PR #4116, opened 2019-10-02
GEODE-6988: Implement JavaBeanAccessorMethodAuthorizer

DonalEvans:
- Made the class final, immutable and thread safe.
- Added comprehensive javadocs to the class and its methods.
- Added several unit tests for the class and all public methods.

### For all changes:

### Note:


geode-core/src/main/java/org/apache/geode/cache/query/security/JavaBeanAccessorMethodAuthorizer.java
```diff
@@ -0,0 +1,153 @@
...
+ * <p/>
+ *
+ * The {@code Region Entry Modification} security risk still exists: users with the
+ * {@code DATA:READ:RegionName} privilege will be able to execute ANY method (even mutators) on the
+ * objects stored within the region and on instances used as bind parameters of the OQL, so this
+ * authorizer implementation must be used with extreme care.
+ * <p/>
+ *
+ * Usage of this authorizer implementation is only recommended for secured clusters on which only
+ * trusted users and applications have access to the OQL engine. It might also be used on clusters
```
jujoramos: The sentence contradicts what we have in the [RFC](https://cwiki.apache.org/confluence/display/GEODE/OQL+Method+Invocation+Security#OQLMethodInvocationSecurity-JavaBeanAccessorMethodAuthorizer). This authorizer is actually intended/recommended to be used on secured clusters on which the operator has fully confidence in that only objects following the _JavaBean specification 1.01_ are stored into regions and used as OQL bind parameters.

geode-core/src/main/java/org/apache/geode/cache/query/security/JavaBeanAccessorMethodAuthorizer.java
```diff
@@ -0,0 +1,153 @@
...
+ * on which the entries stored are immutable.
+ * <p/>
+ *
+ * @see org.apache.geode.cache.Cache
+ * @see org.apache.geode.cache.query.security.MethodInvocationAuthorizer
+ * @see org.apache.geode.cache.query.security.RestrictedMethodAuthorizer
+ */
+
+public class JavaBeanAccessorMethodAuthorizer implements MethodInvocationAuthorizer {
```
jujoramos: Make the class `final` so it can't be inherited.

jujoramos:
@DonalEvans: in order to avoid the `AssemblyContentsIntegrationTest` failure, you'll need to add `javadoc/org/apache/geode/cache/query/security/JavaBeanAccessorMethodAuthorizer.html` to the `geode/geode-assembly/src/integrationTest/resources/assembly_content.txt` file (around line 495).

geode-core/src/main/java/org/apache/geode/cache/query/security/JavaBeanAccessorMethodAuthorizer.java
```diff
@@ -0,0 +1,153 @@
...
+ * <p/>
+ *
+ * Some known dangerous methods, like {@link Object#getClass()}, are also rejected by this
+ * authorizer implementation (see
+ * {@link RestrictedMethodAuthorizer#isKnownDangerousMethod(Method, Object)}).
+ * <p/>
+ *
+ * This authorizer implementation addresses only three of the four known security risks:
+ * {@code Java Reflection}, {@code Cache Modification} and {@code Region Modification}.
+ * <p/>
```
jujoramos: I'd also add a comment stating that, when used correctly (domain model follows the `JavaBean specification 1.01`), this authorizer address the four security risks. If there are accessors method that can actually modify the object instance, then only 3 out of 4 risks are addressed.

geode-core/src/main/java/org/apache/geode/cache/query/security/JavaBeanAccessorMethodAuthorizer.java
```diff
@@ -0,0 +1,153 @@
...
+    boolean matches = false;
+
+    if ((methodName.startsWith("get") || methodName.startsWith("is"))) {
+      Iterator<String> iterator = this.allowedPackages.iterator();
+      while (iterator.hasNext() && !matches) {
+        matches = iterator.next().startsWith(packageName);
+      }
+    }
+    // Return true if we found a match, otherwise, delegate to the default authorizer.
+    return matches || restrictedMethodAuthorizer.authorize(method, target);
```
jujoramos: I've just thought about this scenario while implementing the `RegExMethodAuthorizer`...
What if the user sets `org.apache.geode` as one of the allowed packages for `JavaBeanAccessorMethodAuthorizer`, `matches` will be `true` at this point **BUT** the actual method is not considered safe by Geode (`restrictedMethodAuthorizer.isAllowedGeodeMethod(method, target) = false`)?. With the current implementation the actual return value would be `true`, but the actual result should be `false`... we should either reject any package that starts with `org.apache.geode` during the initialization of the authorizer, or make sure we call `restrictedMethodAuthorizer.isAllowedGeodeMethod(method, target)` when needed.

geode-core/src/main/java/org/apache/geode/cache/query/security/JavaBeanAccessorMethodAuthorizer.java
```diff
@@ -0,0 +1,153 @@
...
+ * This authorizer implementation addresses only three of the four known security risks:
+ * {@code Java Reflection}, {@code Cache Modification} and {@code Region Modification}.
+ * <p/>
+ *
+ * The {@code Region Entry Modification} security risk still exists: users with the
+ * {@code DATA:READ:RegionName} privilege will be able to execute ANY method (even mutators) on the
+ * objects stored within the region and on instances used as bind parameters of the OQL, so this
+ * authorizer implementation must be used with extreme care.
+ * <p/>
+ *
```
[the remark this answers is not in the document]
DonalEvans: Should be fixed in the latest commit

geode-core/src/main/java/org/apache/geode/cache/query/security/JavaBeanAccessorMethodAuthorizer.java
DonalEvans: Should be fixed in the latest commit

geode-core/src/main/java/org/apache/geode/cache/query/security/JavaBeanAccessorMethodAuthorizer.java
DonalEvans: Done

geode-core/src/main/java/org/apache/geode/cache/query/security/JavaBeanAccessorMethodAuthorizer.java
DonalEvans: Should be fixed in the latest commit

geode-core/src/main/java/org/apache/geode/cache/query/security/JavaBeanAccessorMethodAuthorizer.java
DonalEvans: Added changes to address this in the latest commit

geode-core/src/main/java/org/apache/geode/cache/query/security/JavaBeanAccessorMethodAuthorizer.java
```diff
@@ -0,0 +1,173 @@
...
+   *
+   * @see org.apache.geode.cache.query.security.MethodInvocationAuthorizer
+   */
+  @Override
+  public boolean authorize(Method method, Object target) {
+
+    // First ensure that the given method exists for the given target
+    if (!Arrays.asList(target.getClass().getMethods()).contains(method)) {
+      return false;
+    }
```
jujoramos: Even though is not a bad idea to have this, is not needed and will just incur into a waste time during the query execution. The query engine is responsible for invoking the `MethodInvocationAuthorizer` and, internally, it always gets the actual `method` instance from the actual `target` object through the usage of reflection, so the condition will always evaluate to `true`.

geode-core/src/main/java/org/apache/geode/cache/query/security/JavaBeanAccessorMethodAuthorizer.java
```diff
@@ -0,0 +1,173 @@
...
+    Objects.requireNonNull(allowedPackages, NULL_PACKAGE_MESSAGE);
+    this.restrictedMethodAuthorizer = restrictedMethodAuthorizer;
+    this.allowedPackages = Collections.unmodifiableSet(allowedPackages);
+  }
+
+  /**
+   * Executes the authorization logic to determine whether the {@code method} is allowed to be
+   * executed on the {@code target} object instance.
+   * <p/>
+   *
```
jujoramos: I'd add the following paragraph to the javadoc, mainly to keep consistency with the other authorizers and to make sure the user is aware of this fact:

```
* If the {@code target} object is an instance of {@link Region}, this methods also ensures that
* the user has the {@code DATA:READ} permission granted for the target {@link Region}.
```

geode-core/src/main/java/org/apache/geode/cache/query/security/JavaBeanAccessorMethodAuthorizer.java
```diff
@@ -0,0 +1,173 @@
...
+    if (packageName.startsWith(GEODE_BASE_PACKAGE)) {
+      return restrictedMethodAuthorizer.isAllowedGeodeMethod(method, target);
+    }
+
+    String methodName = method.getName();
+
+    // Return true if the the object belongs to an allowed package and the method starts with
+    // exactly 'get' or 'is' followed by a non-lowercase character (to prevent matching with
+    // methods that might have names like 'getawayDate' or 'islandName' etc.)
+    if (Pattern.matches("^(get|is)($|[^A-Z])+", methodName)) {
```
jujoramos: Great catch regarding non accessor methods starting with `is|get`!!.
One minor change, though, `Pattern.matches` internally compiles the regular expression every single time, resulting in a waste of processing time while evaluating the OQL:

```
public static boolean matches(String regex, CharSequence input) {
  Pattern p = Pattern.compile(regex);
  Matcher m = p.matcher(input);
  return m.matches();
}
```

Instead of doing that, I'd suggest to store and reuse the compiled pattern within a `private final static` field, something like below:
```
Pattern pattern = Pattern.compile("^(get|is)($|[^A-Z])+");
pattern.matcher(methodName).matches();
```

# DIRECTIONS FOR THIS TASK:
If a line in the listing contains the string "have", copy it.

# RESULT:
+ * trusted users and applications have access to the OQL engine. It might also be used on clusters
jujoramos: The sentence contradicts what we have in the [RFC](https://cwiki.apache.org/confluence/display/GEODE/OQL+Method+Invocation+Security#OQLMethodInvocationSecurity-JavaBeanAccessorMethodAuthorizer). This authorizer is actually intended/recommended to be used on secured clusters on which the operator has fully confidence in that only objects following the _JavaBean specification 1.01_ are stored into regions and used as OQL bind parameters.
jujoramos: Even though is not a bad idea to have this, is not needed and will just incur into a waste time during the query execution. The query engine is responsible for invoking the `MethodInvocationAuthorizer` and, internally, it always gets the actual `method` instance from the actual `target` object through the usage of reflection, so the condition will always evaluate to `true`.
+    // methods that might have names like 'getawayDate' or 'islandName' etc.)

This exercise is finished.